[Stored data]
····················
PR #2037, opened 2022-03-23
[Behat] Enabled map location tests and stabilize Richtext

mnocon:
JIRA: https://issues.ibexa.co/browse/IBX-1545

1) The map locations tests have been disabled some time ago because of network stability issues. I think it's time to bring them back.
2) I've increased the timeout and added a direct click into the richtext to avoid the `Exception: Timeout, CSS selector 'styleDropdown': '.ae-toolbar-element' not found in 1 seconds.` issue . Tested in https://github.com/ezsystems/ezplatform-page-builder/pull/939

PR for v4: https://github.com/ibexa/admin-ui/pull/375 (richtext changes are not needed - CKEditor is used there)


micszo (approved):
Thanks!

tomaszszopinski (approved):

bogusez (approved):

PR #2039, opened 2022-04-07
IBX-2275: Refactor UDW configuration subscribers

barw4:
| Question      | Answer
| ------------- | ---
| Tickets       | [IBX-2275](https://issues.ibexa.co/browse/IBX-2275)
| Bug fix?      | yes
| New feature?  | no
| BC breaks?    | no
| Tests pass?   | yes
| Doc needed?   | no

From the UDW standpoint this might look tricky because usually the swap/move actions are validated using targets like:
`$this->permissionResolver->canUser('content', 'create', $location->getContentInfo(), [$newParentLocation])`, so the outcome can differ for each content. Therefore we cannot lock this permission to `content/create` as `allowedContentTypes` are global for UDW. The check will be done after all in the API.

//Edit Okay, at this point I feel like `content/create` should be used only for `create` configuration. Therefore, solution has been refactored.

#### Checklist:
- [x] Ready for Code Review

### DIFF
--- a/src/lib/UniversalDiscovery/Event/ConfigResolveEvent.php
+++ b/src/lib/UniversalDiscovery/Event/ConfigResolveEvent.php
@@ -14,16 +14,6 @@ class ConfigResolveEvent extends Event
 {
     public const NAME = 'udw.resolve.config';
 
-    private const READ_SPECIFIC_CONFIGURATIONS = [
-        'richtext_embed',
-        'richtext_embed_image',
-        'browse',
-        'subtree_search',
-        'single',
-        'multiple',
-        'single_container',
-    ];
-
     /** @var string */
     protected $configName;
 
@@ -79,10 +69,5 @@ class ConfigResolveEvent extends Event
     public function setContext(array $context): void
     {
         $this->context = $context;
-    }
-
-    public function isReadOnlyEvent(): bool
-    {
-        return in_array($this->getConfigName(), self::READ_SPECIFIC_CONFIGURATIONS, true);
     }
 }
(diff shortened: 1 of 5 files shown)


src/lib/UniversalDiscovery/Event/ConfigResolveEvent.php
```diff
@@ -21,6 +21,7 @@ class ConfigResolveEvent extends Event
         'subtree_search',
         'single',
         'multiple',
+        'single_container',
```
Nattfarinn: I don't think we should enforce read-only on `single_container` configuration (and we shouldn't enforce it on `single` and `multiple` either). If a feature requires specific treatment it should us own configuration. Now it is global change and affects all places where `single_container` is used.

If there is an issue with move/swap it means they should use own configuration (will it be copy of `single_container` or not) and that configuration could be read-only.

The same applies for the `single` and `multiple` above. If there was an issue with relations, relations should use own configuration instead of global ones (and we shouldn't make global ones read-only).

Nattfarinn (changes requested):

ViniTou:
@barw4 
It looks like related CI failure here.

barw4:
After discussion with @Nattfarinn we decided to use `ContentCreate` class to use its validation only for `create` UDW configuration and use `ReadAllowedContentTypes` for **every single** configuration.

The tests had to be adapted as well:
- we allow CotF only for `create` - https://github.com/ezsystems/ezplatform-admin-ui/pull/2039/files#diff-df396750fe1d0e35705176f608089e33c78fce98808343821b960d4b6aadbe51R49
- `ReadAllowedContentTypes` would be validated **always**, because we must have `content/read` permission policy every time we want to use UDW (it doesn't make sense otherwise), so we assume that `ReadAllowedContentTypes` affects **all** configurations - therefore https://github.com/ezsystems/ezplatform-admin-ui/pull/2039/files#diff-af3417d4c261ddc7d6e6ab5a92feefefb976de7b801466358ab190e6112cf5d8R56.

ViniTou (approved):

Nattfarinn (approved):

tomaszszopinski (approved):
····················
§ Work instructions
Please give again the lines above between the line holding "PR for v4: https://github.com/ibexa/admin-ui/pull/375" and the line holding "in the API.", inclusive, exactly as they are and with nothing added.

§ Task answer
PR for v4: https://github.com/ibexa/admin-ui/pull/375 (richtext changes are not needed - CKEditor is used there)


micszo (approved):
Thanks!

tomaszszopinski (approved):

bogusez (approved):

PR #2039, opened 2022-04-07
IBX-2275: Refactor UDW configuration subscribers

barw4:
| Question      | Answer
| ------------- | ---
| Tickets       | [IBX-2275](https://issues.ibexa.co/browse/IBX-2275)
| Bug fix?      | yes
| New feature?  | no
| BC breaks?    | no
| Tests pass?   | yes
| Doc needed?   | no

From the UDW standpoint this might look tricky because usually the swap/move actions are validated using targets like:
`$this->permissionResolver->canUser('content', 'create', $location->getContentInfo(), [$newParentLocation])`, so the outcome can differ for each content. Therefore we cannot lock this permission to `content/create` as `allowedContentTypes` are global for UDW. The check will be done after all in the API.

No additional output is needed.